Cameras? They are the artist’s tools. Each photographer will tell you what their “must have” gear list is when they go out to shoot. Their list is as unique as they are. No one list is “right” or “wrong.” The end result will depend on the perspective of the photographer.
When you look at photos and they touch you in some way, I’m sure you’re not even thinking about the equipment that was used. You are admiring the subject and how that one click of the shutter froze time just for our pleasure.
What challenge we as photographers often run into is that the general viewer thinks that photographers just click a shutter (which just about anyone can do with the cell phone in their pocket these days) and then want to get paid.
They don’t often see the true value of the work. The general viewer in my experience does not appreciate the time, effort, travel, weather, and other factors a photographer has to deal with in order to take a fabulous shot. I honestly don’t think the average person is trying to devalue the work, they just truly have no idea what goes into a real work of art.
This post is to bring to the attention of the general public that what photography is really about is the perspective of the person behind the camera, the photographer. Every picture has a story behind it. The photographer is the story teller.
“You don’t take a photograph, you make it.”– Ansel Easton Adams, American Photographer and Environmentalist
Take a close look at the photo that I’ve attached to the top of this post for example. (Click the link, then click image for a larger image). This photo is telling a story. At first glance, you see that it’s an interesting photo, very unique. You may like it or maybe not. But, let’s take a look as the photographer tells the story behind the photo and see if your perspective changes at all —
My photo “Rain in Ancient Town” was shot in southern China- phoenix Town, which shows the scene of people traveling in the rain during the rainy season. Tripod was used for this picture and I used slow shutter on purpose to combine the static and dynamic status of tourists. On the background there are old residential buildings and an old stone bridge, this combination enabled a more spiritual atmosphere for the photo.
I live in the United States and I’ve never seen people travel this way. I also find the architecture very interesting. The photographer states they used a tripod to steady the camera and used slow shutter speed (tripod and shutter speed = pre-planning the shot, out in the rain).
The photographer was going for a “spiritual atmosphere.” Do you think they achieved their goals? Would you purchase this photo? Do you think this is an award-winning photo? What does it take to produce an award-winning photo?
According to the Professional Photographers of America (PPA), there are 12 elements that they use for the Gold Standard to judge a work of art to see if it is an award-winning photo:
- Impact is the sense one gets upon viewing an image for the first time. Compelling images evoke laughter, sadness, anger, pride, wonder or another intense emotion. There can be impact in any of these twelve elements.

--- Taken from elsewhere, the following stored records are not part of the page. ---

PR #1298, opened 2017-07-27
Update line descriptor samples

sturkmen72:
see http://answers.opencv.org/question/169646

### DIFF
--- a/modules/xfeatures2d/samples/shape_transformation.cpp
+++ b/modules/xfeatures2d/samples/shape_transformation.cpp
@@ -2,6 +2,7 @@
  * shape_context.cpp -- Shape context demo for shape matching
  */
 #include <iostream>
+#include "opencv2/opencv_modules.hpp"
 
 #ifdef HAVE_OPENCV_SHAPE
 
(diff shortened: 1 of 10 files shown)


modules/xfeatures2d/samples/shape_transformation.cpp
```diff
@@ -2,10 +2,10 @@
  * shape_context.cpp -- Shape context demo for shape matching
  */
 #include <iostream>
+#include "opencv2/shape.hpp"
```
sovrasov: Why has it been moved outside of `#ifdef HAVE_OPENCV_SHAPE`?

sturkmen72: @sovrasov we need to determine `HAVE_OPENCV_SHAPE` is defined or not. in actual code `HAVE_OPENCV_SHAPE` is always undefined. by this change it works as it should be

alalek: Use `#include "opencv2/opencv_modules.hpp"` for proper `HAVE_OPENCV_SHAPE` definition.

sovrasov:
:+1:

sturkmen72:
thanks, i will rebase commits later asap

sturkmen72:
Commits are rebased

PR #1303, opened 2017-07-30
Method: Convert Image To Highly Customizable String

ramadawn:
See Readme.md for details of module.

Optimized with Cython


alalek:
Probably this PR would be rejected:
- It doesn't integrated with OpenCV (it is fully standalone code).
- Purpose of this code is not clear - we already have cv::FileStorage and support wide range of popular image codecs.
- OpenCV source code is licensed under BSD. GPL code is not applicable due license conflict
- Patch includes binary blobs: `itsl.cpython-36m-x86_64-linux-gnu.so` and huge parts of generated code (about 10k lines)
- missing tests

ramadawn:
In your opinion what would I need to do to get it accepted?

StevenPuttemans:
> In your opinion what would I need to do to get it accepted?

1. It should be integrated into OpenCV. It should prove to be more efficient than the current cv::FileStorage interface at least, to be considered a contribution.
2. It cannot contain a single framework, or make use of any, that is not under a BSD license. 
3. Avoid binary blobs that just cripple the repository.
4. At least at tests for this functionality.

PR #1307, opened 2017-08-01
plot: make the module more customizable

### LINKED ISSUE #1306: ideas about improving plot module
test code

```
#include <opencv2/highgui.hpp>
#include <opencv2/plot.hpp>
#include <iostream>

using namespace cv;

{
	Mat data_x(1, 11, CV_64F);
	Mat data_y(1, 11, CV_64F);

	for (int i = 0; i < 11; i++)
	{
		data_x.at<double>(0, i) = i - 5;
		data_y.at<double>(0, i) = i - 5;
	}

	std::cout << "data_x : " << data_x << std::endl;
	std::cout << "data_y : " << data_y << std::endl;

	Mat plot_result0, plot_result1, plot_result2;

	Ptr<plot::Plot2d> plot = plot::createPlot2d(data_x, data_y);
	plot->render(plot_result0);
	plot->setPlotSize(500, 500);
	plot->render(plot_result1);

	//plot->setPlotAxisColor( Scalar(0, 0, 0) );
	plot->setPlotGridColor( Scalar(0, 0, 0) );
	plot->setPlotTextColor( Scalar(0, 0, 0) );
	plot->render(plot_result2);

	imshow("plot0", plot_result0);
	imshow("plot1", plot_result1);
	imshow("plot2", plot_result2);
	waitKey();

	return 0;
}
```

# 1
output plot0 (PlotSize is 600x400 default)

plot0

output plot1 (PlotSize is 500x500)
plot1

two graphs with same data and different size. i think there is a problem to be solved.

# 2

actually by setting `PlotGridColor`,`PlotTextColor` etc. you can do some customization on display like
plot2

probably adding some more functions to customization like `setShowGrid()`, `setShowText()` etc.

probably adding showGrid showText

sovrasov:
related to  #1306

- fix wrong grid drawing when plot is not a square
- add `showGrid` and `showText` flags
- add `gridLinesNumber` parameter
- move `create` functions into `Plot2d` scope.

### DIFF
--- a/modules/plot/include/opencv2/plot.hpp
+++ b/modules/plot/include/opencv2/plot.hpp
@@ -84,23 +84,33 @@ namespace cv
             CV_WRAP virtual void setPlotGridColor(Scalar _plotGridColor) = 0;
             CV_WRAP virtual void setPlotTextColor(Scalar _plotTextColor) = 0;
             CV_WRAP virtual void setPlotSize(int _plotSizeWidth, int _plotSizeHeight) = 0;
+            CV_WRAP virtual void setShowGrid(bool needShowGrid) = 0;
+            CV_WRAP virtual void setShowText(bool needShowText) = 0;
+            CV_WRAP virtual void setGridLinesNumber(int gridLinesNumber) = 0;
+            /**
+             * @brief Sets the index of a point which coordinates will be printed on the top left corner of the plot (if ShowText flag is true).
+             *
+             * @param pointIdx index of the required point in data array.
+             */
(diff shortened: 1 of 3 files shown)


LaurentBerger:
Thanks for PR. Can you add a variable cursorPos to use at [line ](https://github.com/opencv/opencv_contrib/blob/master/modules/plot/src/plot.cpp#L192-L193) and replace NumVecElements-1 by cursorPos and add a method to set cursorPos

alalek:
:+1:

PR #1314, opened 2017-08-07
Load SED model from binary file.

csukuangfj:
Fix issue: https://github.com/opencv/opencv_contrib/issues/1313

### This pullrequest changes

merge with https://github.com/opencv/opencv_extra/pull/362

### DIFF
--- a/modules/ximgproc/src/structured_edge_detection.cpp
+++ b/modules/ximgproc/src/structured_edge_detection.cpp
@@ -69,7 +69,7 @@ static cv::Mat imresize(const cv::Mat &src, const cv::Size &nSize)
 }
 
 /*!
- * The function filters src with triangle filter with radius equal rad
+ * The function filters src with triangle filter with radius rad
  *
  * \param src : source image to filter
  * \param rad : radius of filtering kernel
@@ -256,7 +256,7 @@ static void gradientHist(const cv::Mat &src, cv::Mat &magnitude, cv::Mat &histog
 }
 
 /*!
- * The class parallelizing the edgenms algorithm.
+ * The class parallelises the edgenms algorithm.
  *
  * \param E : edge image
  * \param O : orientation image
@@ -403,15 +403,8 @@ Ptr<RFFeatureGetter> createRFFeatureGetter()
         return makePtr<RFFeatureGetterImpl>();
 }
 
-}
-}
 
 /********************* StructuredEdgeDetection class *********************/
-
-namespace cv
-{
-namespace ximgproc
-{
 
 class StructuredEdgeDetectionImpl : public StructuredEdgeDetection
 {
@@ -419,7 +412,9 @@ public:
     /*!
      * This constructor loads __rf model from filename
      *
-     * \param filename : name of the file where the model is stored
+     * \param filename : name of the file where the model is stored. It can have an extension
+     *                   `.bin`, `.yml` or `.yml.gz`. The `.bin` format is loaded much faster than
+     *                   the `.yml` format.
      */
     StructuredEdgeDetectionImpl(const cv::String &filename,
         Ptr<const RFFeatureGetter> _howToGetFeatures)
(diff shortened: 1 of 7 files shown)


modules/ximgproc/src/structured_edge_detection.cpp
```diff
@@ -810,6 +830,171 @@ class StructuredEdgeDetectionImpl : public StructuredEdgeDetection
...
+
+        fclose(f);
+    }
+
+    /**
+     * Save model to a file.
+     * \param filename  [in] Model file name.
+     * \param rf        [in] Model parameters.
+     */
+    void saveModelToBinaryFile(const String &filename, const struct RandomForest &rf)
```
sovrasov: This method doesn't seem to be used anywhere and accessible form the public API. Why do you need it?

modules/ximgproc/src/structured_edge_detection.cpp
```diff
@@ -419,7 +419,16 @@ class StructuredEdgeDetectionImpl : public StructuredEdgeDetection
     /*!
      * This constructor loads __rf model from filename
      *
-     * \param filename : name of the file where the model is stored
+     * Refer to <https://github.com/opencv/opencv_extra/blob/master/testdata/cv/ximgproc/model.yml.gz>
```
sovrasov: This description should be visible from the generated documentation, so it's better to place it 
before `createStructuredEdgeDetection`. And also `create` functions are usually satic methods of corresponding classes (template methods of Algorithm class supposes that). Could you please move `createStructuredEdgeDetection` inside `StructuredEdgeDetection` and rename it to `create`?

csukuangfj: Hi, thank you for the comments. I have added a static `create` method to the class instead of
moving the old one, as some code may depend on that function. Some usage code demos
are added to the comments.

modules/ximgproc/src/structured_edge_detection.cpp
csukuangfj: Yes, you are right. I used this method initially to convert the the existing text format model to binary.
Now a Matlab script is used to do this job. This method is removed in the new commit.

modules/ximgproc/src/structured_edge_detection.cpp
sovrasov: Ok, but please add before the declaration of the old create function `CV_DEPRECATED` specifier.

csukuangfj: Done

csukuangfj: I have changed all the code in  opencv_contrib to use the new `create` API, because
the `CV_DEPRECATED` results in compilation error in the buildbot for python wrappers.
The old API is now deleted.

sovrasov:
:+1:

modules/ximgproc/src/structured_edge_detection.cpp
```diff
@@ -810,6 +815,93 @@ class StructuredEdgeDetectionImpl : public StructuredEdgeDetection
...
+        uint64_t len_;
+        ret = fread(&len_, sizeof(uint64_t), 1, f);
+        len = (size_t)len_;
+        rf.childs.resize(len);
+        ret = fread(rf.childs.data(), sizeof(int), len, f);
+
+        ret = fread(&len_, sizeof(uint64_t), 1, f);
+        len = (size_t)len_;
+        rf.featureIds.resize(len);
+        ret = fread(rf.featureIds.data(), sizeof(int), len, f);
```
alalek: We definitely should avoid such code for custom formats.

Consider to use BASE64 encoding or HDF5 binary formats.

csukuangfj: @alalek 
I find that you tried to add HDF5 support to OpenCV (https://github.com/opencv/opencv/compare/master...alalek:hdf5)

But it seems that the work is stopped. Maybe I could reuse your work.

alalek: There is hdf module in opencv_contrib: https://github.com/opencv/opencv_contrib/tree/3.3.0/modules/hdf

csukuangfj:
Anyone who is interested in this work are welcome. I will continue with this issue after November if it is not fixed by then.

csukuangfj:
Finally, I come back :smile: 

I have compared the running time for using YML format and HDF format.
HDF is about 20x faster than YML, though the model file size
is increased from 6.1MB (zipped) to 34 MB.

Here is the gist file for the test
<https://gist.github.com/csukuangfj/2cbe9374a28df0f2d709c88325357a53>

To run the gist:
 - Use this pull request <https://github.com/opencv/opencv_contrib/pull/1500>
 - Download the model file from <https://github.com/opencv/opencv_extra/blob/master/testdata/cv/ximgproc/model.yml.gz>

 - Delete line <https://github.com/opencv/opencv_contrib/blob/master/modules/hdf/src/hdf5.cpp#L579>

 - Delete line <https://github.com/opencv/opencv_contrib/blob/master/modules/hdf/src/hdf5.cpp#L697>

Here is the output of the code

```
$ ./sed
Start to read yml file....
Finish reading yml file in 2.192 seconds
Start to generate hdf file....
Finish generating hdf file in 0.367 seconds
Start to read hdf file....
Finish reading hdf file in 0.108 seconds
$ ls -lh model.yml.gz model.h5 
-rw-r--r-- 1 xx xx  34M Jan  2 15:45 model.h5
-rw-r--r-- 1 xx xx 6.1M Jan  2 15:13 model.yml.gz
```

If you think this patch is useful, I will close this pull request and start another pull request
to work on this. Since the current master branch has changed a lot, I would like to work on
the latest commit and do not want to merge the commits and solve the conflicts.


@alalek

csukuangfj:
Some algorithms use their own binary format for models, such as
<https://github.com/opencv/opencv_contrib/blob/master/modules/face/src/getlandmarks.cpp#L54>.

Maybe there would be a lot of work to convert existing models if custom formats are not allowed.

The current YML format in OpenCV is only suitable for text files with only small amounts of data,
otherwise, it will spend a lot of time on parsing it. 

Introduce a binary data format for OpenCV would be a good idea.

PR #1318, opened 2017-08-11
bioinspired: improve samples

sovrasov:


alalek:
:+1:

amroamroamro:
@sovrasov, @alalek
The use of the new variable `_wasOCLRunCalled` from ca7683e is not quite right, as you can get failed assertions in certain cases.

Assume that opencv was built with OpenCL enabled (`HAVE_OPENCL` is defined), then call `Retina::run` with a regular `Mat` as input image (not `UMat`). According to the implementation, it will run the ocl version, and sets `_wasOCLRunCalled = true`:

```cpp
#ifdef HAVE_OPENCL
bool RetinaImpl::ocl_run(InputArray inputMatToConvert)
{
    _ocl_retina->run(inputMatToConvert);
    _wasOCLRunCalled = true;
    return true;
}
#endif

void RetinaImpl::run(InputArray inputMatToConvert)
{
    CV_OCL_RUN((_ocl_retina != 0), ocl_run(inputMatToConvert));
    _wasOCLRunCalled = false;

    //...
}
```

- Creativity is the original, fresh, and external expression of the imagination of the maker by using the medium to convey an idea, message or thought.
- Technical excellence is the print quality of the image itself as it is presented for viewing. Retouching, manipulation, sharpness, exposure, printing, mounting, and correct color are some items that speak to the qualities of the physical print.
- Composition is important to the design of an image, bringing all of the visual elements together in concert to express the purpose of the image. Proper composition holds the viewer in the image and prompts the viewer to look where the creator intends. Effective composition can be pleasing or disturbing, depending on the intent of the image maker.
- Lighting—the use and control of light—refers to how dimension, shape and roundness are defined in an image. Whether the light applied to an image is man-made or natural, proper use of it should enhance an image.
- Style is defined in a number of ways as it applies to a creative image. It might be defined by a specific genre or simply be recognizable as the characteristics of how a specific artist applies light to a subject. It can impact an image in a positive manner when the subject matter and the style are appropriate for each other, or it can have a negative effect when they are at odds.
- Print Presentation affects an image by giving it a finished look. The mats and borders used should support and enhance the image, not distract from it.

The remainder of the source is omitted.